Standard Chartered is launching a trade finance tokenisation pilot as part of a Monetary Authority of Singapore (MAS) initiative that is exploring the economic potential and value-adding use cases of the issuance of tokens linked to assets.
As part of Project Guardian, launched by the Singaporean regulator in May this year, the bank is leading a project to digitise the trade distribution market by transforming trade assets into transferable instruments that are more transparent and accessible to investors.
“Digital assets are here to stay, and we see its potential to play a greater role in supporting the real economy. By transforming trade assets into transferable instruments, we aim to improve [their]accessibility to an asset class which has largely been the domain of banks with participation from a broader range of investors,” says Kai Fehr, Standard Chartered’s global head of trade and working capital. “Not only can we potentially narrow the US$1.7tn global trade finance gap, this also offers investors the option to balance their portfolio with a digital token that has traceable intrinsic value.”

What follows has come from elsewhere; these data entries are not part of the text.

PR #245, opened 2023-12-29
Update the README with newly discovered debugging limitations.

BillFarber:


README.md
```diff
@@ -361,6 +361,12 @@ Evaluating variables in module scope may throw reference error. Possible workaro
 - use the variables of interest inside a function, and inspect
 - place an `eval()` statement inside the affected module
 
+While debugging an MJS file, variables and watch expressions do work work as expected.
+
+Resource Services do not pause as expected and therefore cannot currently be debugged.
```
rjrudin: Wrap "Resource Services" with a link to https://docs.marklogic.com/guide/rest-dev/extensions#id_59188 so it's clear what that refers to.

README.md
```diff
@@ -361,6 +361,12 @@ Evaluating variables in module scope may throw reference error. Possible workaro
...
+
+There have been unverified reports of breakpoints not working properly when running VS Code in a Windows environment.
```
rjrudin: I don't think it helps a user to be told this, as it reads as "Hey, this may or may not work in Windows" - instead, I think we should wrap this section up with "If you encounter any issue with the debugger that is not addressed above, please [open a ticket](https://github.com/marklogic/mlxprs/issues) with steps for reproducing the issue."

rjrudin (changes requested):

rjrudin (approved):

PR #253, opened 2024-02-16
MLE-4107 Can now view MarkLogic information in a sidebar activated by the activity bar

BillFarber:


BillFarber:
I realized that I have done anything about potential errors, so I've converted this to a draft PR for the time-being.

client/extension.ts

The aim of the pilot is to create an asset tokenisation use case for financial services, as well as reveal potential risk management issues. MAS says it will use the findings to study the regulatory and risk management implications of tokenised asset transactions.
Leveraging tokenisation to bring more liquidity into trade finance is fast becoming a key area of focus for the industry. In July this year, Tradeteq, a technology provider for trade finance asset distribution, started to fractionalise and tokenise pools of repackaged securitised trade finance assets on the XDC blockchain network, using what it called the first-ever fully regulated, trade finance-backed fungible security token.
Standard Chartered has also been utilising tokenisation technology in deep-tier domestic supply chain financing transactions with Linklogis in China. In a deal carried out in 2019, for example, invoices from suppliers to Digital Guangdong were digitalised and recorded onto a blockchain, which then issued tokens representing the underlying account receivable. The suppliers were then able to split and transfer the tokens to their own suppliers, and their suppliers’ suppliers, enabling deep-tier suppliers to access financing at more affordable rates based on the anchor buyer’s credit rating.
The announcement marks the second pilot taking place under Project Guardian. MAS announced the completion of the first industry pilot, which explored potential decentralised finance applications in wholesale funding markets, today.